Polyamine Block of Inwardly Rectifying Potassium (Kir) Channels
Inwardly rectifying potassium (Kir) channels were first identified based on their unique functional property of preferential conductance of potassium ions into the cell. The property of inward rectification differs significantly from their more widely studied Kv (voltage-gated potassium) channel relatives, which exhibit outward rectification resulting from voltage-dependent opening and closing of the channel pore. Rather, inward rectification arises from asymmetrical voltage-dependent blockade of these channels by endogenous intracellular polyamines.

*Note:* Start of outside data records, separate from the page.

PR #1448, opened 2024-08-01
Re-factor and fix admin list of users. DDFFORM-952

rasben:
The module `administerusersbyrole` introduced its own version of /admin/people, but this view has a bug, meaning editors cannot see administrators.
I've disabled this view, and re-enabled and tweaked the core view.

https://reload.atlassian.net/browse/DDFFORM-952

You can test it, by logging in as `local_administrator`, and see that https://varnish.pr-1448.dpl-cms.dplplat01.dpl.reload.dk/admin/people shows `administrator`

### DIFF
--- a/config/sync/views.view.user_admin_people.yml
+++ b/config/sync/views.view.user_admin_people.yml
@@ -1,9 +1,10 @@
 uuid: 6513da2f-8a2a-4aa6-ad90-0b472a9cb9e9
 langcode: en
-status: false
+status: true
 dependencies:
   config:
     - field.storage.user.field_author_name
+    - user.role.patron
   module:
     - user
 _core:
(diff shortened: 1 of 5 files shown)


config/sync/views.view.user_admin_people.yml
```diff
@@ -134,11 +199,11 @@ display:
...
           plugin_id: field
-          label: Name
+          label: 'Name & Email'
           exclude: false
           alter:
-            alter_text: false
-            text: ''
+            alter_text: true
+            text: '{{ field_author_name__value }} <br><small>{{ mail }}</small>'
             make_link: false
```
Dresse, line 207: Nice job adding both authorname and email. 👍

config/sync/views.view.user_admin_people.yml
```diff
@@ -203,7 +268,7 @@ display:
           exclude: false
           alter:
             alter_text: false
-            text: ''
+            text: '{{ status__value }} '
```
Dresse, line 271: What did the status row show before?

config/sync/views.view.user_admin_people.yml
```diff
@@ -815,24 +827,23 @@ display:
...
           value:
-            min: ''
-            max: ''
-            value: '0'
+            patron: patron
           group: 1
           exposed: false
           expose:
-            operator_id: '0'
+            operator_id: ''
```
Dresse, line 846: Can you explain these changes to me? Its a bit unclear.

config/sync/views.view.user_admin_people.yml
rasben: This is not something I actively changed, so I dont know :')
I could just see that it works now :D

config/sync/views.view.user_admin_people.yml
rasben: I'm filtering all users with the role "patron" out of the view :)

Dresse: Ah, makes sense to not show those. 👍

PR #1449, opened 2024-08-02
Open links in new window - DDFFORM-810

kasperbirch1:
#### Link to issue
https://reload.atlassian.net/browse/DDFFORM-810

#### Description
This pull request adds the capability to open links in a new tab. To support this functionality, I enabled two modules due to the presence of links both as fields and within the text editor:

- `editor_advanced_link` for the text editor (WYSIWYG / CKEditor)
- `dpl_link`: A custom module that adds a widget for the link field, including a checkbox to open links in a new tab/window.

The paragraphs that use links and should be able to open in a new tab are:
- Hero
- Banner
- Card grid (manual and automatic)

Screenshot of the result

#### Screenshot of the result
image

image

#### Test
https://varnish.pr-1449.dpl-cms.dplplat01.dpl.reload.dk/test-links


xendk (approved):
:+1:

PR #1452, opened 2024-08-06
Remove empty module files

xendk:
Remove unneeded module files.

What's the plan for `dpl_example_breadcrumb`? When is it going to be removed completely?


kasperbirch1 (approved):
I think it's good to clean up. 👍 

In relation to `dpl_example_breadcrumb` it's probably @rasben  who has to answer that.

PR #1464, opened 2024-08-08
Set develop dependencies to use develop builds

spaceo:
#### Description

As long as we are branching out from develop it makes sense to use develop builds from the dependencies since they will be updated regularly.


Dresse (approved):
LGTM

PR #1474, opened 2024-08-13
Use `.uri` for links to avoid proxy problems where `:` are changed to `%3A` - DDFFORM-811

kasperbirch1:
#### Link to Issue
https://reload.atlassian.net/browse/DDFFORM-811

#### Description
This pull request addresses the proxy issue where `:` is changed to `%3A` in external links. To resolve this, I have used `.uri` instead of `['#url']`.

This adjustment applies to external links, including:
- Hero
- Banner
- Simple-links
- Event-link

Internal links are excluded since they do not encounter this problem:
- Card-grids
- User-registration

#### Test 
https://varnish.pr-1474.dpl-cms.dplplat01.dpl.reload.dk/paragraph-side

##### Note
A ticket might need to be created for this.

If an external link is added in card-grids, it results in an error that isn't very descriptive.

image

It is also not intended for external links to be added here, but I would have expected an error message in the paragraph.

### DIFF
--- a/web/themes/custom/novel/templates/components/hero.html.twig
+++ b/web/themes/custom/novel/templates/components/hero.html.twig
@@ -6,9 +6,9 @@
 %}
 
 <section {{ attributes.addClass(classes) }}>
-  {% if link %}
-    {% set url = link.0['#url'] %}
-    {% set target = url.options.target|default('_self') %}
+  {% if link.0 %}
+    {% set url = link.0['#url'].external ? link.0['#url'].uri : link.0['#url'].toString() %}
+    {% set target = link.0['#url'].options.target|default('_self') %}
 
     <a href="{{ url }}" target="{{ target }}" class="hero__content arrow arrow__hover--right-large">
       {% include "@novel/components/hero-inner.html.twig" %}
--- a/web/themes/custom/novel/templates/paragraphs/paragraph--simple-links.html.twig
+++ b/web/themes/custom/novel/templates/paragraphs/paragraph--simple-links.html.twig
@@ -1,7 +1,7 @@
 {% for item in content.field_link %}
   {% if item['#type'] == 'link' %}
-    <a href="{{ item['#url'].toString() }}" target="{{ item['#options'].attributes.target|default('_self') }}"
-       class="simple-link arrow__hover--right-small">
+    {% set url = item['#url'].external ? item['#url'].uri : item['#url'].toString() %}
+    <a href="{{ url }}" target="{{ item['#options'].attributes.target|default('_self') }}" class="simple-link arrow__hover--right-small">
       {{ item['#title'] }}
       {{ source(baseIconPath ~ '/arrow-ui/icon-arrow-ui-small-right.svg') }}    </a>
   {% endif %}
--- a/web/themes/custom/novel/templates/fields/field--field-event-link.html.twig
+++ b/web/themes/custom/novel/templates/fields/field--field-event-link.html.twig
@@ -1,6 +1,6 @@
 {% if has_event_link %}
   {% for item in items %}
-      {% set url = item.content['#url'].toString() %}
+      {% set url = item.content['#url'].external ? item.content['#url'].uri : item.content['#url'].toString() %}
       {% set title = item.content['#title'] %}
 
       {% set classes = [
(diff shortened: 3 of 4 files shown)


web/themes/custom/novel/templates/paragraphs/paragraph--simple-links.html.twig
```diff
@@ -1,7 +1,7 @@
 {% for item in content.field_link %}
   {% if item['#type'] == 'link' %}
-    <a href="{{ item['#url'].toString() }}" target="{{ item['#options'].attributes.target|default('_self') }}"
```
xendk, line 3: *sigh* How did we end up here?

Unless you're doing something explicitly funky, `item` is a render array, and simply doing `{{ item }}` renders the link, a tag and everything (the link formatter takes care of the target).

Of course, you don't get the classes on the link, but `simple-link` doesn't seem to be defined (so why do it exist in the HTML?), and `arrow__hover--right-small` is presentation that's more related to the *context* of the link than the link itself (it should be handled by a `.paragraph--simple-links a` instead, if you ask me).

web/themes/custom/novel/templates/components/hero.html.twig
```diff
@@ -6,9 +6,9 @@
 %}
 
 <section {{ attributes.addClass(classes) }}>
-  {% if link %}
-    {% set url = link.0['#url'] %}
-    {% set target = url.options.target|default('_self') %}
+  {% if link.0 %}
+    {% set url = link.0['#url'].external ? link.0['#url'].uri : link.0['#url'].toString() %}
+    {% set target = content.field_banner_link[0]['#url'].options.target|default('_self') %}
```
xendk, line 11: Why is target taken from `content.field_banner_link` when the URL is taken from `link`? How can we be sure that it's actually the same link?

It looks like `hero.html.twig` is included from `paragraphs/paragraph--hero.html.twig`, `components/full-event.html.twig` and `layout/node--branch--full.html.twig`, neither of which seems to pass either the `link` or `content` variables, and I can't find a preprocess function for it either. What's going on?

xendk (changes requested):

web/themes/custom/novel/templates/components/hero.html.twig
kasperbirch1: This is a copy-paste mistake, sorry 😅 Thanks for finding it.

web/themes/custom/novel/templates/paragraphs/paragraph--simple-links.html.twig
kasperbirch1: I'm not sure what to do here. I tried deleting the file to see if it will render a link with `:` correctly. It doesn't. So I think we have to do it that way.


Alternatively, we should reconsider making a widget for the link, but that will require more time on the task and we have paragraphs that have a link as a wrapper where it would not be able to be used?

image

xendk: Deleting which file? I'm not following...

I *ought* to be enough just to use `{{ item }}` in the template in order to get the standard code to render the link, but that means we'll lose the classes. And while nobody will miss `simple-link`, the styling wont be right if the other disappears. And fixing the link styling is a bit out of scope for this PR.

But I do want to point out that we're spending time fixing things that's already fixed because we're not doing things as they're done in Drupal.

xendk (approved):

web/themes/custom/novel/templates/paragraphs/paragraph--simple-links.html.twig
kasperbirch1: I tried removing `web/themes/custom/novel/templates/paragraphs/paragraph--simple-links.html.twig` to see Drupal's default rendering, but that does not work for links with : (proxy links). 

Have I misrepresented something? 😅

xendk: We should pair up on it in RL, so I can explain along the way rather than just issuing instructions.

kasperbirch1: That will be nice!

PR #1485, opened 2024-08-15
Insert missing blocked reason

spaceo:
The reason is used (in the moment of this writing) in the frontend and might be useful in the future in the backend as well.


Dresse (approved):
LGTM 👍

PR #1486, opened 2024-08-15
Allow setting any end time for events. DDFFORM-877 

rasben:
Updating the module, means that some of the upstream patches have been merged.
This commit also adds a new upstream patch, made by us. The patch fixes it, so the editor can create events that start at 00:00.

https://www.drupal.org/project/recurring_events/issues/3468300

Description of patch:

> Up until now, the min_time/max_time in the settings form, are just text fields, that take data in AM/PM.
> This is problematic, because the code that parses it, fails when an editor has inserted "00:00".
> This commit changes the form to instead use time inputs, and ports any existing data to the new format.
> This also makes the new format 24h instead of 12h.

#### Link to issue

https://reload.atlassian.net/browse/DDFFORM-877


xendk (approved):
:+1:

This distinct role of polyamines enables the physiological function of Kir channels to maintain a substantial potassium conductance when cells are at rest, but to shut down their conductance when faced with depolarizing stimuli to allow excitation events (e.g., action potentials) to take place. Functional studies of cloned Kir channels, and recent crystallographic insights, have revealed the importance of numerous side chains that line the channel and interact with polyamines as they move toward a stable binding site. The displacement of permeating K+ ions in the channel pore, coupled to polyamine migration through the pore, underlies the very steeply voltage-dependent blockade.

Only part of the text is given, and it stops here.